あとは専門科目。これもコツコツ単語を覚えてあとは暗記でいけます。
専門科目と政治経済は職人試験の筆記で点数を取らなければ合格できませんが、他は真面目に授業に出ていれば卒業はさせてくれます。数学の成績が悪くて留年したとかは聞いたことがありませんので。
学校に行く頻度は週1程度。
学校の他には私の住んでいるノルトライン・ヴェストファーレン州では3年半の職業訓練期間に四回(私の時代は二回だった)の合同職業訓練がハノーファーにある整形靴技術連邦専門学学校で行われます。特に前半のが重要で、この出席証明書がないと中間試験が受けられません。
期間は一回1週間。30人くらいの職業訓練生が集められ、理論や実技を習います。
これは職業訓練生の技術習熟度をある程度同じにする目的があります。
同じ整形靴の会社であっても、それぞれの会社によって得意分野が違い、普段工房で行う作業が全然違うからです。人によっては始めてする作業もあるでしょう。やり方の違いや間違った解釈で教えられていないかコントロールする場でもあります。
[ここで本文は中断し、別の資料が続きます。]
Issue #2566, opened 2022-04-27
Alternatives are very slow for LM/AStar+turn costs


easbar:
map: bayern-210101.osm.pbf: 
route using maps 2 client: http://localhost:3000/?point=49.583276%2C10.991626&point=48.455783%2C12.095752&profile=car
profile: fastest/car

![image](https://user-images.githubusercontent.com/17603532/165449184-f4af0de6-54c1-4926-af20-836849e0827b.png)

|traversal mode|single route|alternatives (max=3)|
|-|-|-|
|node-based|13ms|~800ms|
|edge-based|25ms|~9000ms|

So alternatives take 80 times longer than a single route for node-based. This seems very slow, but at least it still takes less than a second. But for edge-based it is even worse where the slow down is x360 and the response takes so long that its almost not useful anymore.

This is not just special for this route, I just gave an example. I actually saw routes that took tens of seconds, and I did not even try a larger map. Disabling LM makes it even slower.

easbar:
Using the approach taken by @michaz in #2092 the query time for edge-based alternative seems to go down from ~9s to ~5s. However, for node-based the response becomes (slightly) slower, like ~950ms and also the single routes for edge-based seem to take longer (~40ms vs. ~25ms), but this was just a quick manual check.

easbar:
@otbutz in #2567  you wrote:

> I can vouch for [Java Mission Control](https://adoptium.net/de/jmc/) paired with -XX:+UnlockDiagnosticVMOptions -XX:+DebugNonSafepoints for getting a good grasp about where the bottleneck is :)

I am answering here as this is about speeding up alternative routes:

Thanks I will try. I am using the YourKit Profiler, usually. But in my experience this does not help much and the real issues are typically caused by the algorithms (i.e. normally something is called too often rather than some method is slow). In the case of AlternativeRoute I am pretty sure this takes very long, especially for large search trees:

https://github.com/graphhopper/graphhopper/blob/47febfc6278e6eebf15f2940e5bac0c77c0034b5/core/src/main/java/com/graphhopper/routing/AlternativeRoute.java#L321-L326

But I did not really look at the alternative route algorithm to figure out if this can be avoided without making the quality of alternative routes worse.

otbutz:
> normally something is called too often rather than some method is slow

The flame view is immensely helpful IMHO.

https://www.youtube.com/watch?v=vVh_z34Gtn8

easbar:
[...]

PR #2567, opened 2022-04-27
Consistent edge keys

### LINKED ISSUE #2152: Use edge keys consistently
With #2150 we can now obtain edge keys from edge states and obtain a certain edge state from a graph using an edge key.

However, we use a second definition of edge keys that uses the `baseNode<=adjNode` relation instead of the storage direction to determine the edge key. This second kind is used by the edge-based routing algorithms as traversal Ids. 

This is not a real problem, but certainly not ideal and using the same definition of the edge keys would be more consistent.

The task here would be to replace `GHUtility#createEdgeKey(base, adj, edge, reverse)` with the 'internal' edge keys we obtain via `edgeState.getEdgeKey()`. This includes removing `TraversalMode#createTraversalId(base, adj, egde, reverse)`.

I think to do this we need to add `graph.getEdgeKey(edgeId, adjNode)` and/or change the first/lastOrigEdge fields of the edge-based CH shortcuts to first/lastOrigKey fields.

Some work towards this was done in #2146.

easbar:
Fixes #2152. All our code now uses the same definition of an 'edge key'. An edge key is defined as the edge ID multiplied by two when it is parallel to the storage direction (the edge key is even in this case) and the same plus one for the opposite direction (the edge key is odd in this case):

```
EdgeIteratorState edge = graph.edge(a, b);
assertEquals(2*edge.getEdge(), edge.getEdgeKey());
assertEquals(2*edge.getEdge()+1, edge.detach(true).getEdgeKey());
```

The `<`-relation between `a` and `b` no longer affects the edge key used in the routing algorithms. For loop edges there is no way to distinguish the two directions so the edge key is always equal to twice the edge ID for loops (the 'even' direction). 

Edge keys can be reversed to get the key of the opposite direction using `GHUtility#reverseEdgeKey(edgeKey)`. However, it is important not to do this for loop edges! So an edge key must be reversed like this:

```
EdgeIteratorState edge = graph.edge(a, b);
int key = edge.getEdgeKey();
int reverseEdgeKey = edge.getBaseNode() == edge.getAdjNode() ? key : GHUtility.reverseEdgeKey(key);

// there is also:
int reverseEdgeKey = TraversalMode.EDGE_BASED.createTraversalId(edge, true);
```

Here https://github.com/graphhopper/graphhopper/pull/2150#discussion_r499776872 we decided against `edge.getEdgeKey(boolean reverse)`, but considering this special handling we need to do for loops (which we did not recognize back then it seems) maybe we should introduce this now. We could either change `edge.getEdgeKey()` to `edge.getEdgeKey(boolean reverse)` or add `edge.getReverseEdgeKey()`.

Then it would look like this:

```java
int key = edge.getEdgeKey(false);
int reverseKey = edge.getEdgeKey(true);

// .. or
int key = edge.getEdgeKey();
int reverseKey = edge.getReverseEdgeKey();
```

... or we disallow loop edges for `BaseGraph` once and for all :) @michaz didn't you separate PT from BaseGraph now, which would mean there is no longer an actual  need for loop edges?

Btw: The reverse edge key is frequently needed for bidirectional routing algorithms. For example if the forward search finds an edge base=3->adj=5 with edge key 6, the backward search will discover this edge when exploring the opposite node: base=5<-adj=3 and the edge key will be 7 not 6. Therefore we need to 'reverse' the edge key for the backward search (turn 7 into 6).

The biggest change in this PR was changing the edge-based CH shortcuts such that we now store the first/last original edge key instead of the first last original edge ID. This actually removes some code that was needed to turn edge IDs into edge keys at query time (a call to `graph.getOtherNode`). In our measurements I saw a 25% query time drop for edge-based CH alternative routes (something like 19ms instead of 25ms).

Related: #2150, #2146


easbar:
The remaining problem I see here is that this change makes alternative routes even slower than they already are (#2566) (even though it makes edge-based alternative routes with CH *faster*). This is probably because of the `graph.getEdgeIteratorState()` calls we do in `AlternativeRoute` now. I see five ways to fix this at the moment:

1) #1847 
2) store the traversal ID in the shortest path tree entries, so we do not need the `getEdgeIteratorState` calls
3) figure out why alternative routes are so slow in the first place and maybe reduce the number of `getEdgeIteratorState` calls / fix #2566
4) merge this PR despite the slow down because alternative routes are already too slow anyway
5) delete AlternativeRoute, allow alternatives only for CH

Number 3 seems like the best option to me in the long run, especially for providing alternatives with custom models (https://github.com/graphhopper/graphhopper-maps/pull/183). Numbers 4+5 are the quickest options so we can merge here and continue with e.g. #1765. Numbers 1+2 would at least prevent a further slow down of the alternative routes, but also do not really fix anything either in case we all agree that in their current state alternative routes are too slow anyway.

otbutz:
> 3\. figure out why alternative routes are so slow in the first place

I can vouch for [Java Mission Control](https://adoptium.net/de/jmc/) paired with `-XX:+UnlockDiagnosticVMOptions -XX:+DebugNonSafepoints` for getting a good grasp about where the bottleneck is :)

easbar:
@otbutz -> https://github.com/graphhopper/graphhopper/issues/2566#issuecomment-1110642088

michaz:
Clearly 4.

michaz:
> didn't you separate PT from BaseGraph now, which would mean there is no longer an actual need for loop edges?

Correct, I'm not putting weird edges into your graph anymore.

michaz (approved):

一応成績的な評価も付きますが、本番のテストや職業学校の成績に反映されることはありません。会社に対しての出席証明書みたいなものでしょうか。。。
整形靴職人の職業訓練は基本3年半ですが、大学入学証明書(英語)と会社の同意があれば3年に短縮することが可能です。
こうして3年ないし、3年半の職業訓練を経て、最終の職人試験に合格すれば晴れて「職人」となります。
「マイスター」はその上の資格になります。